**Problem statement**
Your task is to give the number of lines in the listing that include "every", and nothing else.

**Material for the task**
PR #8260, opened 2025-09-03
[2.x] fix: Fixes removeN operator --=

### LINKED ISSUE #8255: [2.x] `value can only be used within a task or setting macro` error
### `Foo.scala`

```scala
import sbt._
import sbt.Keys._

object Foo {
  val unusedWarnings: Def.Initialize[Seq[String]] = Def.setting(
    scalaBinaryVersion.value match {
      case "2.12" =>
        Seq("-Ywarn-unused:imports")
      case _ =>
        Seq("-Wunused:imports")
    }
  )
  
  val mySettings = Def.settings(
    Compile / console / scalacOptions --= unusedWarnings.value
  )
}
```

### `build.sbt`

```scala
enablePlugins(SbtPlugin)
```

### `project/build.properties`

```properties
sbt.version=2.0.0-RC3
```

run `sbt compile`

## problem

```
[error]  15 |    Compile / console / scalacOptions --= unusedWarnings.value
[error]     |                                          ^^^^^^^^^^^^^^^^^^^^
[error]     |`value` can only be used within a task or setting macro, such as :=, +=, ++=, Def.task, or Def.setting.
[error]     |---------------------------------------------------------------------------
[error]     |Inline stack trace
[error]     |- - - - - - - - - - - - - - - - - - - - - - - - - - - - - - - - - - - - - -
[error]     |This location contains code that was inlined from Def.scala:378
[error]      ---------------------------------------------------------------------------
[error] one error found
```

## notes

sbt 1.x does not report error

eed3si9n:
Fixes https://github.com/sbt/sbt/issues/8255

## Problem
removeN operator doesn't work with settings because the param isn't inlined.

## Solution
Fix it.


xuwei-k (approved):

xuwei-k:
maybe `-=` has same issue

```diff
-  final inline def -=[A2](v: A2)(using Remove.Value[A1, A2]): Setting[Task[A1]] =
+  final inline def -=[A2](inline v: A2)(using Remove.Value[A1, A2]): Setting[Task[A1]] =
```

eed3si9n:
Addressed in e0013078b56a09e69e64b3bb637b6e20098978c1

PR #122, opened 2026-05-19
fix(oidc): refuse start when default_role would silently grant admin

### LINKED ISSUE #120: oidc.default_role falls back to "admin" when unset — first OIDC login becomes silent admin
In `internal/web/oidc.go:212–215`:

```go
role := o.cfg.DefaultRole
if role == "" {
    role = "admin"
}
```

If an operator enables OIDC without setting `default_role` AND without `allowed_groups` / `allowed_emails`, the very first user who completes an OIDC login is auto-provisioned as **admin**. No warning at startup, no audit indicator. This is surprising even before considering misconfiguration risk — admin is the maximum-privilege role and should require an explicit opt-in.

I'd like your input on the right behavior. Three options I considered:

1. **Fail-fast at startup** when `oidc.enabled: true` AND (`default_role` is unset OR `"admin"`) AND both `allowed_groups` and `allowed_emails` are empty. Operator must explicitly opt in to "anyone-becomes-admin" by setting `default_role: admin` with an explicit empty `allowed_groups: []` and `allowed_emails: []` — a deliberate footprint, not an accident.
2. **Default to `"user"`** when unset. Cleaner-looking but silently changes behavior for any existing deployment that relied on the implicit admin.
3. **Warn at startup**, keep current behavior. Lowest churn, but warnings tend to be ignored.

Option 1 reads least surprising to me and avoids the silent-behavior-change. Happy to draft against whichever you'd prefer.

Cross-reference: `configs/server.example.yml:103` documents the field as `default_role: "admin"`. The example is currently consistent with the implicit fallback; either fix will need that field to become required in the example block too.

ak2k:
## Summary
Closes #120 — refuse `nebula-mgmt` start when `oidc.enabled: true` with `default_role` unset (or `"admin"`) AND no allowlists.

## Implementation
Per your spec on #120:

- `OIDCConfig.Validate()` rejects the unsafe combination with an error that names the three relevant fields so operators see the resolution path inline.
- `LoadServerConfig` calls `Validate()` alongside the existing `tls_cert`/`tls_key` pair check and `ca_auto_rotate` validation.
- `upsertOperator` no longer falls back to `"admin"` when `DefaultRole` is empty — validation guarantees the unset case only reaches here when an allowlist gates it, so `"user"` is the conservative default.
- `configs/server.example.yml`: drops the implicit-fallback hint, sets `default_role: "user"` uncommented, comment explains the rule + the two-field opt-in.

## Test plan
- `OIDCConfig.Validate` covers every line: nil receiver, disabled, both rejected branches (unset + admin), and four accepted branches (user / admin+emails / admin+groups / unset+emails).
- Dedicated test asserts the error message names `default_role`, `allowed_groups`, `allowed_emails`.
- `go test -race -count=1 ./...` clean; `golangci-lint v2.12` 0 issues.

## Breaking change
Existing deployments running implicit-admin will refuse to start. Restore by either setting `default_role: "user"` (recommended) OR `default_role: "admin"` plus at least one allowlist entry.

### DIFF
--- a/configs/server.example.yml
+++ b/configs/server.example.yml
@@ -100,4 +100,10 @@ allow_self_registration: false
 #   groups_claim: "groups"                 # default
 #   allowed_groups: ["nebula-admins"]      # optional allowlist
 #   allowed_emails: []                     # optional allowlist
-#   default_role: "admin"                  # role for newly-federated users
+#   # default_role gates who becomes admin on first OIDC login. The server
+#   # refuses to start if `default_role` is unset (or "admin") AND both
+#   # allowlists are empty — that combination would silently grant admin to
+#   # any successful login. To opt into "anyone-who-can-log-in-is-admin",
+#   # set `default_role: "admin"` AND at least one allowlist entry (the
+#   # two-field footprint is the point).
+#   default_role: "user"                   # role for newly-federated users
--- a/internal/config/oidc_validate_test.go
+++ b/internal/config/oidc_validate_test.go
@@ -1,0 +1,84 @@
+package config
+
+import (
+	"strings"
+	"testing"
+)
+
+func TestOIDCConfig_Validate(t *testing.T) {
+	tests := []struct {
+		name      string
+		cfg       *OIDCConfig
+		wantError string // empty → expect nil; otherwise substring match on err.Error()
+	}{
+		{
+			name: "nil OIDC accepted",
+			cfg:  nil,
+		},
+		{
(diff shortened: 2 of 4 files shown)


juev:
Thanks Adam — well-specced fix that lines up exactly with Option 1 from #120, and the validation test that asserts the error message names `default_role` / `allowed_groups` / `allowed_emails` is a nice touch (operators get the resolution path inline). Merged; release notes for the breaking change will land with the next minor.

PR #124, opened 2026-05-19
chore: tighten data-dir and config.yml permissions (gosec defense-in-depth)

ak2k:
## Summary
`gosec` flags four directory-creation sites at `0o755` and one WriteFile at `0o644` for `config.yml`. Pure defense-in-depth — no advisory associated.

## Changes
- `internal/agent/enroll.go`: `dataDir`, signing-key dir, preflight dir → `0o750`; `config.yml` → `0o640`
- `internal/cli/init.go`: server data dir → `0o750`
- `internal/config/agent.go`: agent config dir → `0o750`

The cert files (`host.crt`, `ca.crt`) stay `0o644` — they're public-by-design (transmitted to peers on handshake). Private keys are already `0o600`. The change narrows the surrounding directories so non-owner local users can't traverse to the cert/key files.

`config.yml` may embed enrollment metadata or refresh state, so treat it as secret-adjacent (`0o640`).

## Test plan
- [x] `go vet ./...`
--
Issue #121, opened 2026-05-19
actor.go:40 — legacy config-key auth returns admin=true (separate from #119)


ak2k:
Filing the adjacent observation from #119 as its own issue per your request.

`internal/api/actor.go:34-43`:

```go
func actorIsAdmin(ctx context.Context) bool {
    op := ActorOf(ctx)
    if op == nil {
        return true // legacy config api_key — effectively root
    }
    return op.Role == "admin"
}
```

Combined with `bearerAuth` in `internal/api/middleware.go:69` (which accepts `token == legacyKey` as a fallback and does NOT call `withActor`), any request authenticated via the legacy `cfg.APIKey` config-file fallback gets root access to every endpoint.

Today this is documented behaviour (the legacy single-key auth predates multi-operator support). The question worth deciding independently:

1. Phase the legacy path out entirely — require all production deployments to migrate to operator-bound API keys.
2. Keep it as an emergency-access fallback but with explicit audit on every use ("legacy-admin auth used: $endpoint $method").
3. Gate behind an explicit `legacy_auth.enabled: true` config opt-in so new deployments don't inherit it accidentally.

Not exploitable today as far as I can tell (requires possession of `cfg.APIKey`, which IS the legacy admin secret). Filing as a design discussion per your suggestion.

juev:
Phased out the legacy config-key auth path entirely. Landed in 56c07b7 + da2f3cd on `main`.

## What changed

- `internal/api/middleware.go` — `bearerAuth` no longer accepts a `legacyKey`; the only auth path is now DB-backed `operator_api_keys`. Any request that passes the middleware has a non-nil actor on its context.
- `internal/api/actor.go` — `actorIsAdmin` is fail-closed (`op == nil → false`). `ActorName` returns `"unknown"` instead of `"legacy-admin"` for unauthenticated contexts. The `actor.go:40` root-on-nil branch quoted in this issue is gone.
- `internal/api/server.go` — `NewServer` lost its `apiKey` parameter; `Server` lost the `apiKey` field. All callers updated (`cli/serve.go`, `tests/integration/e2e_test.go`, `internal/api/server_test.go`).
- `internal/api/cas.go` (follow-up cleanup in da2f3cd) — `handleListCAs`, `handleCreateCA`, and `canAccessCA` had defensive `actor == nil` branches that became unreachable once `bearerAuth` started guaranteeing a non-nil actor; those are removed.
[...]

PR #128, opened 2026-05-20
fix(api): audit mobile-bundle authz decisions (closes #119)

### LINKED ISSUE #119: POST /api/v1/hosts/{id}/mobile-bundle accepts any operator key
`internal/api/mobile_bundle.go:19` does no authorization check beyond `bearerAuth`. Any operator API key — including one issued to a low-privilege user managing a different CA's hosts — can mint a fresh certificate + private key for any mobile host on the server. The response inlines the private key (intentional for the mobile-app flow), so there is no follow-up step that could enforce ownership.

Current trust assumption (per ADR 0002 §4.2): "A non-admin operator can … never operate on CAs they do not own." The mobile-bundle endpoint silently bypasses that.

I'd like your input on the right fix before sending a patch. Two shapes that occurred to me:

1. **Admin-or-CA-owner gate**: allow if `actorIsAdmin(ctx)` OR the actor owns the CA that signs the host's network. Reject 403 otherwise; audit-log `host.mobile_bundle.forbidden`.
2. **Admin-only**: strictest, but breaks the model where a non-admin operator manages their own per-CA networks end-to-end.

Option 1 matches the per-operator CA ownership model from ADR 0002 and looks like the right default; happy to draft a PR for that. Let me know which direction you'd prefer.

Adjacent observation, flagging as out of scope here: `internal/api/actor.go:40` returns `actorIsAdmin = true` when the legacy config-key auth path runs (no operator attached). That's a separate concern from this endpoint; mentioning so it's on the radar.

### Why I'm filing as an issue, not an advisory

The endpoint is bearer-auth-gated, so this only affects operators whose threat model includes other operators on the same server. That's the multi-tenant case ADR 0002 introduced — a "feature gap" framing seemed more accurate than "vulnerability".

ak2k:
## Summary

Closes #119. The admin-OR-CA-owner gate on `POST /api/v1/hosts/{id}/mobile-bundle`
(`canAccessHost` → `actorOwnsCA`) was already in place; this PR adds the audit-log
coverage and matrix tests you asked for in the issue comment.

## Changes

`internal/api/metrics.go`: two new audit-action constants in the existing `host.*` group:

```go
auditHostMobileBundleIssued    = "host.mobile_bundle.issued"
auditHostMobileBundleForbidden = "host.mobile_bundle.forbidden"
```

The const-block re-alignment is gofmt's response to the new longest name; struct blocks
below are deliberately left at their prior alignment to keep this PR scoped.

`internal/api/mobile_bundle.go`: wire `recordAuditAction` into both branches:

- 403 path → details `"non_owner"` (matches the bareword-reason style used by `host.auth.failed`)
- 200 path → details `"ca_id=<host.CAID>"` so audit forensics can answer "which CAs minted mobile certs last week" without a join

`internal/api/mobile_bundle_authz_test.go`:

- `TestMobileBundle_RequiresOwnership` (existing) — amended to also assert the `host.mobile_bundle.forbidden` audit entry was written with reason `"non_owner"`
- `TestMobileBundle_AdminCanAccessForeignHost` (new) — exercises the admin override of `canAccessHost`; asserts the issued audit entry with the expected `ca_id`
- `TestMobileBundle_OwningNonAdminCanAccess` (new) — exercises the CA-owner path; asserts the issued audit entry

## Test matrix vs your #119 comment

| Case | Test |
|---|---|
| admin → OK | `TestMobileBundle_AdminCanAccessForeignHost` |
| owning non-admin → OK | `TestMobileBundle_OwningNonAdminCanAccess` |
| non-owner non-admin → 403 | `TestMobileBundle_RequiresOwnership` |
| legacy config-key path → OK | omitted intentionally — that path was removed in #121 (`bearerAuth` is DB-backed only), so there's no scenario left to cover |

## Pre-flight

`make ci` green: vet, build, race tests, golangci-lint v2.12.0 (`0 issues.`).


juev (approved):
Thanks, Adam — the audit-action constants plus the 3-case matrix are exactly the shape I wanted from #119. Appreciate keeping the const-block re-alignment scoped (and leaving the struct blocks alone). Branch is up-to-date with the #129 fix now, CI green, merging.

**Solution to this task**
3